A Higher-Order Variable Cross-Section Viscoelastic Beam Element Via ANCF for Kinematic and Dynamic Analyses of Two-Link Flexible Manipulators

A new viscoelastic beam element with variable cross-sections is developed based on the absolute nodal coordinate formulation, in which the higher-order slope coordinates are used to describe the variable geometric boundaries and circumvent possible shear-locking problem. The mass and stiffness matrices of the new element are derived by considering the variable geometrical boundary in the integration functions. The modified Kelvin–Voigt viscoelastic constitutive model for large deformation problems is introduced into the stiffness matrix. The dynamic model of a typical two-link manipulator with variable cross-section links is established where the constraint equations of revolute joints are considered with Lagrange multipliers.
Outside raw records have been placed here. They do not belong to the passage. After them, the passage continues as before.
PR #36, opened 2021-04-08
Feature/implement logging

oleksii-symon-corva-ai:
Rationale.
Users need a safe way to do logging in apps. Safe means - apps should not be able to log too much, as this will incur huge expenses for users.

[DC-1039 Implement logging thresholds](https://corvaqa.atlassian.net/browse/DC-1039)
[DC-1073 Prefix log messages with Asset ID and App Connection ID](https://corvaqa.atlassian.net/browse/DC-1073)

- Added logger to SDK
- Added `LOG_THRESHOLD_MESSAGE_SIZE` and `LOG_THRESHOLD_MESSAGE_COUNT` env variables, that limit logging
- Deleted logger usage from state/ dir

### DIFF
--- a/README.md
+++ b/README.md
@@ -269,16 +269,18 @@ other operations with data.
 ## Logging
 As apps are executed very frequently
 (once a second or so),
-unlimited logging can lead to unexpected huge bills.
+unlimited logging can lead to huge amounts of data.
 
 The SDK provides a `Logger` object,
 which is a safe way for logging in apps.
 
 The `Logger` is a `logging.Logger` instance
-and so should be used like every Python logger.
+and should be used like every other Python logger.
 
-The `Logger` protects from huge bills
-by having following features:
+The `Logger` has following features:
+1. Log messages are injected with contextual information,
+   which makes it easy to filter through logs
+   while debugging issues.
 1. Log message length is limited. 
    Too long messages are truncated to not exceed the limit. 
    Set by `LOG_THRESHOLD_MESSAGE_SIZE` env variable. 
--- a/README.md
+++ b/README.md
@@ -290,7 +290,7 @@ The `Logger` has following features:
    Set by `LOG_THRESHOLD_MESSAGE_COUNT` env variable.
    Default value is `15`.
 3. Logging level can be set using `LOG_LEVEL` env variable.
-   Default value is `WARN`.
+   Default value is `INFO`.
 
 #### Logger usage example
 
--- a/README.md
+++ b/README.md
@@ -9,6 +9,7 @@ Corva python-sdk is a framework for building
 - [Event](#event)
 - [Api](#api)
 - [Cache](#cache)
+- [Logging](#logging)  
 - [Testing](#testing)  
 - [Contributing](#contributing)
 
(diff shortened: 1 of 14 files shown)


ville (commented):
There should be 2 different limits. Limit for max message size and limit for logged message count.

oleksii-symon-corva-ai:
> There should be 2 different limits. Limit for max message size and limit for logged message count.

It'd better to have one limit - `max_total_number_of_output_symbols`, which is essentially equivalent to `max_message_size * logged_message_count`.

Why so?

1.  The costs are the same in both cases as total number of allowed output symbols is the same.
2. User gets more flexibility for logging. Sometimes user may need to log a long stack trace, which can be bigger than `max_message_size` - in this case the information is lost. With current implementation, there is smaller chance of such thing happening. E.g. usual logging messages are on average not to big, maybe, up to 90 symbols. Imagine following scenario `max_total_number_of_output_symbols=15000`, user starts logging: 1st log 50 symbols -> 2nd log 50 symbols -> 3rd log exception - number of symbols left 14900, which should be enough to not lose the log.

src/corva/logger.py
```diff
@@ -1,58 +1,117 @@
...
+    corva_handler = CorvaLoggerHandler(
+        max_chars=SETTINGS.LOG_MAX_CHARS, logger=DEFAULT_LOGGER
+    )
+
+    corva_handler.setLevel(SETTINGS.LOG_LEVEL)
+
+    # add formatter
+    corva_formatter = logging.Formatter(
+        '%(asctime)s.%(msecs)03dZ %(aws_request_id)s %(levelname)s '
+        '%(asset_id)s %(app_connection_id)s | %(message)s\n',
```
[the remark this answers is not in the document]
oleksii-symon-corva-ai: Yes, it does.

ville:
> > There should be 2 different limits. Limit for max message size and limit for logged message count.
> 
> It'd better to have one limit - `max_total_number_of_output_symbols`, which is essentially equivalent to `max_message_size * logged_message_count`.
> 
> Why so?
> 

This why:

```
2021-04-08T14:07:02.656Z very long message very long message very long message very long message very long message...
2021-04-08T14:07:03.656Z Disabling the logging as maximum number of logged characters was reached
```

vs

```
2021-04-08T14:07:02.656Z very long message...
2021-04-08T14:07:03.656Z some other message
2021-04-08T14:07:04.656Z some other message
2021-04-08T14:07:05.656Z some other message
2021-04-08T14:07:06.656Z Disabling the logging as maximum number of log messages reached
```

So if they for example log some object and that object is very large, no other logs will be written

oleksii-symon-corva-ai:
Users should be responsible for what they log (e.g. responsible for logging a long object and using all capacity, as they can control this); in case with exception users are not really in charge.

Looks like there is a trade-off and no perfect solution.

src/corva/logger.py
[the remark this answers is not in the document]
ville: Let's get rid of that by adding that space to `f' AC={app_connection_id}'`

ville:
> Users should be responsible for what they log

In perfect world, yes. But if even we can't achieve that, there's no way Dev Center users can. I checked Rollbar and Python stacktraces there seems to be less than 1000 characters.

ville:
What about adding a parameter to override that default limit per message?

oleksii-symon-corva-ai:
> What about adding a parameter to override that default limit per message?

We can do that, it'll require a descent amount of work though

What if we proceed with current changes and add new functionality as required? Because currently we are just guessing and can overcomplicate

ville:
> > What about adding a parameter to override that default limit per message?
> 
> We can do that, it'll require a descent amount of work though
> 
> What if we proceed with current changes and add new functionality as required? Because currently we are just guessing and can overcomplicate

Node SDK has already those 2 limits, we want to keep the functionality same.

oleksii-symon-corva-ai:
> Node SDK has already those 2 limits, we want to keep the functionality same.

Understandable, having `max_message_size` limit can be reasonable. Let's get some other opinions about our conversation @jordanambra @finomayato, what do you think?

As for `logged_message_count` - it is worse, than having `max_total_number_of_output_symbols`, because users won't be logging 1000 chars in every message, that way never reaching the logging limit, while also being constained to 15 messages.

ville:
> As for `logged_message_count` - it is worse, than having `max_total_number_of_output_symbols`, because users won't be logging 1000 chars in every message, that way never reaching the logging limit, while also being constained to 15 messages.

They serve different purpose, this would create 15 000 log events:
```
for record in very_large_list:
  logger.info(record.version)
```

finomayato (approved):
Both solutions discussed in this PR are equal to me. Both are an educated guess how the user works with logging. I propose to move with the easiest one

jordanambra:
We should match what the Node SDK does. We should use the same variable names as the Node SDK too.

oleksii-symon-corva-ai:
> We should match what the Node SDK does. We should use the same variable names as the Node SDK too.

@jordanambra 
SDKs should match for sure. But which solution will be more valuable and easier for users? It's hard to imagine an app developer scanning the app and counting number of log messages to not exceed the limit.

jordanambra:
I think the way that Sentry and Rollbar handle this is good. By default there is a fairly small message size that you can override if needed through settings.

README.md
```diff
@@ -265,6 +266,54 @@ other operations with data.
...
+1. Log message length is limited. 
+   Too long messages are truncated to not exceed the limit. 
+   Set by `LOG_THRESHOLD_MESSAGE_SIZE` env variable. 
+   Default value is `1000` symbols or bytes.
+2. Number of log messages is limited.
+   After reaching the limit logging gets disabled.
+   Set by `LOG_THRESHOLD_MESSAGE_COUNT` env variable.
+   Default value is `15`.
+3. Logging level can be set using `LOG_LEVEL` env variable.
+   Default value is `WARN`.
```
ville, line 293: Should default level be INFO? What do you think?

ville: Node SDK uses lowercase characters to set log level. Is it possible to make these the same? @katsanva

katsanva: Either node or python needs to implement some changes/mapping so that we will be on the same page.
I think this should be done in `python-sdk` because we have some amount of apps written and configured in node already
The supported list of log levels are `'fatal', 'error', 'warn', 'info', 'debug'`

oleksii-symon-corva-ai: This is where python and nodejs differ. e.g there is no `fatal` in python. I think we should leave log levels as expected by users of corresponding languages, so there is less learning

katsanva: @oleksii-symon-corva-ai disagree. I think we need to provide interchangeable abilities in SDK so that we can apply the language-agnostic configuration to the apps

ville: Users define the these env variables using manifest.json file.

katsanva: IMO it's much easier to explain to the user that manifest.json can contain
```
LOG_LEVEL is used to configure log level, possible values are 'fatal', 'error', 'warn', 'info', 'debug'
``` 

vs 

```
LOG_LEVEL is used to configure log level. 
If you are using nodejs possible values are 'fatal', 'error', 'warn', 'info', 'debug'. 
If you are going to use Python please use 'DEBUG', 'INFO', 'WARN', 'ERROR'
```

ville:
I'm fine merging this as is but the log level thing must be sorted out

ville (approved):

The kinematic trajectories of the manipulator with various materials and geometrical parameters are numerically studied. It is shown that the new element could circumvent shear-locking problem and yield improved accuracy and convergence compared with the conventional beam elements for solving large deformation problems. Also, the viscosity of the structural material helps to reduce the deformation of the links and improve the kinematic precision of the manipulator, hence the trajectory of the flexible manipulator could be controlled by changing the geometrical shape of the cross-section of links under the constraint of same mass.